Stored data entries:
▼

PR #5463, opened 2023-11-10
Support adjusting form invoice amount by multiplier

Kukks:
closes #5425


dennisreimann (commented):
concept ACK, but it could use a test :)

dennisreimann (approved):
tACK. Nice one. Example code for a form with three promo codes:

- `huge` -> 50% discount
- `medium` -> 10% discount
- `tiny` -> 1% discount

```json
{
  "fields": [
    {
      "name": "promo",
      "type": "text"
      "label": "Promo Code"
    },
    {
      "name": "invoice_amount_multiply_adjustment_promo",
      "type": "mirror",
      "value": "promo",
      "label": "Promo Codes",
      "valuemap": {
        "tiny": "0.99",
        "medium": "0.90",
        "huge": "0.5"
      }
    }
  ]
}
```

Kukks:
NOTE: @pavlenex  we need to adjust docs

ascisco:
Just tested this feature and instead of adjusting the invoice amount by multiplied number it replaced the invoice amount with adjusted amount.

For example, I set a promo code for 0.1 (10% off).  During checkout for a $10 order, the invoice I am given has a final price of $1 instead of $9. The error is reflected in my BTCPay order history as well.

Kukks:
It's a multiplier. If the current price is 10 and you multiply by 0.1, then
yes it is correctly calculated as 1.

▲
▼

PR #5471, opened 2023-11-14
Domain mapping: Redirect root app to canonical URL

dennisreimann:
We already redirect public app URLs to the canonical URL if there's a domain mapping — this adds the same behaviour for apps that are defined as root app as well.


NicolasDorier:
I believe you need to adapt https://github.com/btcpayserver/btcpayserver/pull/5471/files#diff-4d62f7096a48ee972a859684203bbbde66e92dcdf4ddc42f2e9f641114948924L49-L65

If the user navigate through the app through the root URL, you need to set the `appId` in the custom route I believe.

▲
▼

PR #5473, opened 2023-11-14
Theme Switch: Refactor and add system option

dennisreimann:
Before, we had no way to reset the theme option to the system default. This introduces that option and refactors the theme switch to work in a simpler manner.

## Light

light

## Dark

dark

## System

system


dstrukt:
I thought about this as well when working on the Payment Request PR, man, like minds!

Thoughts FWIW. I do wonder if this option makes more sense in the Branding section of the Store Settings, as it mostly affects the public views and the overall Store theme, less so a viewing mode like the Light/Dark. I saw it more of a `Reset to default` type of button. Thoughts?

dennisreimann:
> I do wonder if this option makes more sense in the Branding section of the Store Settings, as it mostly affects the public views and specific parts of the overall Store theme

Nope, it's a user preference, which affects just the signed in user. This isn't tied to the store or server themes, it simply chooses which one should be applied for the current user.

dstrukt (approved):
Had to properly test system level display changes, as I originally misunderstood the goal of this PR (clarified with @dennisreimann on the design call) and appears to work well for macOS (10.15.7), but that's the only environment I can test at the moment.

▲

EXERCISE DESCRIPTION:
Every line above that holds the string "user" counts once; give the total and nothing more.

SOLUTION TO THIS EXERCISE:
2